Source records
━━━━━━━━

PR #467, opened 2024-04-16
Soft impute CV

austinTalbot7241993:
This implements an object to automatically cross-validate over the regularization strength in the soft impute algorithm and use the best value to impute the missing data.

### DIFF
--- a/python/python/bystro/imputation/soft_impute_cv.py
+++ b/python/python/bystro/imputation/soft_impute_cv.py
@@ -31,6 +31,7 @@ def nan_with_probability(X, p, rng):
         a boolean array where True indicates a value was set to
         NaN by this function.
     """
+    X = X.copy()
     # Create a mask of the same shape as X, initially all False
     mask = np.zeros(X.shape, dtype=bool)
     # Find indices of non-NaN values in X
--- a/python/python/bystro/imputation/soft_impute_cv.py
+++ b/python/python/bystro/imputation/soft_impute_cv.py
@@ -1,0 +1,144 @@
+from typing import Any, Dict
+import numpy as np
+
+from bystro.imputation.fancyimpute.soft_impute import SoftImpute
+
+
+def nan_with_probability(X, p, rng):
+    """
+    Takes an input array X and a float p.
+    Of the values in X that are not NaN, sets the elements to NaN with
+    probability p. Returns the modified array X and a mask indicating
+    which values were set to NaN.
+
+    Parameters
+    ----------
+    X: np.array,
+        the input array possibly containing NaNs.
+
+    p: float,
+        probability with which a non-NaN element of X is set to NaN.
+
+    rng : numpy random generator
+        The random number generator
+
+    Returns
+    -------
+    X_modified: np.array,
+        the modified array with additional NaNs.
+
+    mask: np.array,
+        a boolean array where True indicates a value was set to
+        NaN by this function.
+    """
+    # Create a mask of the same shape as X, initially all False
+    mask = np.zeros(X.shape, dtype=bool)
+    # Find indices of non-NaN values in X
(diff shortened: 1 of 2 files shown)


python/python/bystro/imputation/soft_impute_cv.py
```diff
@@ -0,0 +1,144 @@
...
+    # Determine which values to set to NaN based on probability p
+    to_nan = random_numbers < p
+    # Apply the decision to X and mask
+    X[non_nan_indices[0][to_nan], non_nan_indices[1][to_nan]] = np.nan
+    mask[non_nan_indices[0][to_nan], non_nan_indices[1][to_nan]] = True
+    return X, mask
+
+
+class SoftImputeCV:
+    def __init__(
```
akotlar, line 49: Could we document these init arguments?

python/python/bystro/imputation/soft_impute_cv.py
```diff
@@ -0,0 +1,144 @@
+from typing import Any, Dict
+import numpy as np
+
+from bystro.imputation.fancyimpute.soft_impute import SoftImpute
+
+
+def nan_with_probability(X, p, rng):
```
akotlar, line 7: Do we want to copy X within this method to avoid mutation at the function level rather than requiring the user to X.copy()?

Else, let's document that this mutates the input X.

akotlar (changes requested):
Document X mutation in nan_with_probaiblity

python/python/bystro/imputation/soft_impute_cv.py
austinTalbot7241993: Oh we definitely want to change that, didn't realize it was mutated.

python/python/bystro/imputation/soft_impute_cv.py
```diff
@@ -0,0 +1,144 @@
...
+
+    def fit_transform(self, X):
+        rng = np.random.default_rng(self.seed)
+        regs = np.logspace(-2, 2, self.Cs)  # Regularization strengths
+
+        imputation_var = np.zeros((self.Cs, self.k_fold))
+
+        for i in range(self.Cs):
+            for j in range(self.k_fold):
+                X_modified, mask = nan_with_probability(
```
akotlar, line 73: We don't need to run nan_with_probability in this loop, unless I'm missing something:


```python
def fit_transform(self, X):
        rng = np.random.default_rng(self.seed)
        regs = np.logspace(-2, 2, self.Cs)  # Regularization strengths

        imputation_var = np.zeros((self.Cs, self.k_fold))

        X_modified, mask = nan_with_probability(X.copy(), self.prob_holdout, rng)
        vals_original = X[mask]
        

        for i in range(self.Cs):
            for j in range(self.k_fold):

                 model_si = SoftImpute(
                    shrinkage_value=regs[i],
                    training_options=self.training_options,
                )
                X_complete_si = model_si.fit_transform(X_modified)

                vals_imputed_si = X_complete_si[mask]

                random_guess_mse = np.mean(
                    (vals_original - np.mean(vals_original)) ** 2
                )
                si_mse = np.mean((vals_original - vals_imputed_si) ** 2)
                imputation_var[i, j] = 1 - si_mse / random_guess_mse

        avg_var = np.mean(imputation_var, axis=1)
        opt_val = regs[avg_var == np.amax(avg_var)]
        model_si = SoftImpute(
            shrinkage_value=opt_val, training_options=self.training_options
        )
        X_complete = model_si.fit_transform(X)

        return X_complete
```

austinTalbot7241993: That's an error on my part. nan_with_probability should be within the loop. Will fix.

akotlar:
LGTM

akotlar (approved):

━━━━━━━━

EXERCISE PROMPT: Please determine how many lines of the records above contain "strengths", and state that number only.

EXERCISE RESPONSE: 2